There is a program that is awesome! Soapmaker. I think the address is www.soapmaker.ca. It's not free, but worth every penny. Tracks your purchases, formulas, costs, keeps inventory, etc.


----------



## Sheryl (Oct 27, 2007)

I might try messing arouind with the excel, I haven't used it before. I saw the soapmaker software...out of the budget right now, but it looked really good. Thanks

sheryl


----------



## jdranch (Jan 31, 2010)

Good to hear you did good with Weatherford Trade Days- it has *stunk* for me. 
Soapmaker is very good for pricing how much your soap cost and tracking. Something worth budgeting for if you are going to sell a lot of soap imo.


----------



## NubianSoaps.com (Oct 26, 2007)

I wouldn't be purchasing from any supplier if I had to use 1OPP of their scent. There is no way with essential oils you should ever have to use that much, especially mints and other single noted scents as top notes. I only have one fragrance oil that I use at 1OPP, and other than essential oils that you use a few ounces for large pours, spending $20 + for soap making oils per pound isn't money well spent. Change your supplier or change your line. Like the list of oils you are using...save those high end oils and high end fragrance oils for leave on products. Vicki


----------



## Sheryl (Oct 27, 2007)

@ Vicki.....I was afraid you were gonna post on here and say that. :laughcry :laughcry :laughcry

I have fo's from everywhere, Lone Star Candle, Greenleaf, Oregon Trails, Nature's Garden, Bitter Creek, Taylored Concepts, WSP, Royal Aeromatics, Aroma Haven....Soapmaking Essential Oil's, Some old ones from Susan Anderson

None of them to me are strong enough to go less than 1oz PPO. I know the few things I have gotten from Lillian are much stronger, and I can get by with less. 

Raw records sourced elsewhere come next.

PR #9633, opened 2023-12-11
Fix Clang -Wincompatible-pointer-types warnings

JohannesKauffmann:
Fixes two cases of Clang warnings for conversions between incompatible pointer types.

In case of the smartcard code, change the (local) function to take a double pointer, instead of a single pointer combined with sometimes casting the argument to a double pointer.

For the crypto code, add a cast much like how OpenSSL does this internally.

For a more detailed description, please see the individual commits :)

### DIFF
--- a/winpr/libwinpr/crypto/hash.c
+++ b/winpr/libwinpr/crypto/hash.c
@@ -241,7 +241,7 @@ BOOL winpr_HMAC_Init(WINPR_HMAC_CTX* ctx, WINPR_MD_TYPE md, const void* key, siz
 		return FALSE;
 
 	const char* param_name = OSSL_MAC_PARAM_DIGEST;
-	const OSSL_PARAM param[] = { OSSL_PARAM_construct_utf8_string(param_name, hash, 0),
+	const OSSL_PARAM param[] = { OSSL_PARAM_construct_utf8_string(param_name, (char*)hash, 0),
 		                         OSSL_PARAM_construct_end() };
 
 	if (EVP_MAC_init(ctx->xhmac, key, keylen, param) == 1)
--- a/winpr/libwinpr/smartcard/smartcard_pcsc.c
+++ b/winpr/libwinpr/smartcard/smartcard_pcsc.c
@@ -872,7 +872,7 @@ static LONG WINAPI PCSC_SCardListReaderGroupsW(SCARDCONTEXT hContext, LPWSTR msz
 }
 
 static LONG WINAPI PCSC_SCardListReaders_Internal(SCARDCONTEXT hContext, LPCSTR mszGroups,
-                                                  LPSTR mszReaders, LPDWORD pcchReaders)
+                                                  LPSTR* mszReaders, LPDWORD pcchReaders)
 {
 	PCSC_LONG status = SCARD_S_SUCCESS;
 	BOOL pcchReadersAlloc = FALSE;
@@ -912,12 +912,12 @@ static LONG WINAPI PCSC_SCardListReaders_Internal(SCARDCONTEXT hContext, LPCSTR 
 			else
 				PCSC_AddMemoryBlock(hContext, tmp);
 
-			*(char**)mszReaders = tmp;
+			*mszReaders = tmp;
 		}
 	}
 	else
 	{
-		status = g_PCSC.pfnSCardListReaders(hContext, mszGroups, mszReaders, &pcsc_cchReaders);
+		status = g_PCSC.pfnSCardListReaders(hContext, mszGroups, *mszReaders, &pcsc_cchReaders);
 	}
 
 	*pcchReaders = (DWORD)pcsc_cchReaders;
@@ -946,7 +946,7 @@ static LONG WINAPI PCSC_SCardListReadersA(SCARDCONTEXT hContext, LPCSTR mszGroup
 	if (!PCSC_LockCardContext(hContext))
 		return SCARD_E_INVALID_HANDLE;
 
-	status = PCSC_SCardListReaders_Internal(hContext, mszGroups, mszReaders, pcchReaders);
+	status = PCSC_SCardListReaders_Internal(hContext, mszGroups, &mszReaders, pcchReaders);
 
 	if (!PCSC_UnlockCardContext(hContext))
 		return SCARD_E_INVALID_HANDLE;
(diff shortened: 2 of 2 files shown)


akallabeth:
@freerdp-bot test please

winpr/libwinpr/smartcard/smartcard_pcsc.c
```diff
@@ -872,7 +872,7 @@ static LONG WINAPI PCSC_SCardListReaderGroupsW(SCARDCONTEXT hContext, LPWSTR msz
 }
 
 static LONG WINAPI PCSC_SCardListReaders_Internal(SCARDCONTEXT hContext, LPCSTR mszGroups,
-                                                  LPSTR mszReaders, LPDWORD pcchReaders)
+                                                  LPSTR* mszReaders, LPDWORD pcchReaders)
```
akallabeth, line 875: at least the warnings here are no longer, nice fix!

winpr/libwinpr/crypto/hash.c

I guess I just like a strong smelling soap? But it just seems to me cost wise I am using too much. After all this time, I'm back to the drawing board I guess. I guess my biggest problem is being able to afford the good stuff? Grrrrrr

Maybe when the farm sells, I can get what I want.

sheryl :/


----------



## NubianSoaps.com (Oct 26, 2007)

I buy from Aroma Haven and WSP, from your list, not one of the scents I buy do I use 1 OPP. Have you tried them at less to see if you get the same effect? Also as soon as you are done with cure get those soaps wrapped or put into rubbermaid, the soap leaving the ouside of the bar is not the scent fading....you really have to use your bar to see if the scent stuck or not. Vicki


----------



## Sheryl (Oct 27, 2007)

I guess I will try some at less and see what I get. I usually cure for 3 weeks or 4 weeks then wrap and I have plastic bins with lids I Put the soap in....individual for each scent. I did a pink panties from WSP, and I don't think it would have smelled as good if I had used less than 1 oz PP. But I do think my soap is too costly. I am just gonna have to sit and do the math better. My Aroma Havens have been itty bitty batches cause they were from sample bottles. And I so loved the scents.I have to been able to do a large batch yet.

Thanks for the input Vicki. I appreciate it.

Sheryl


----------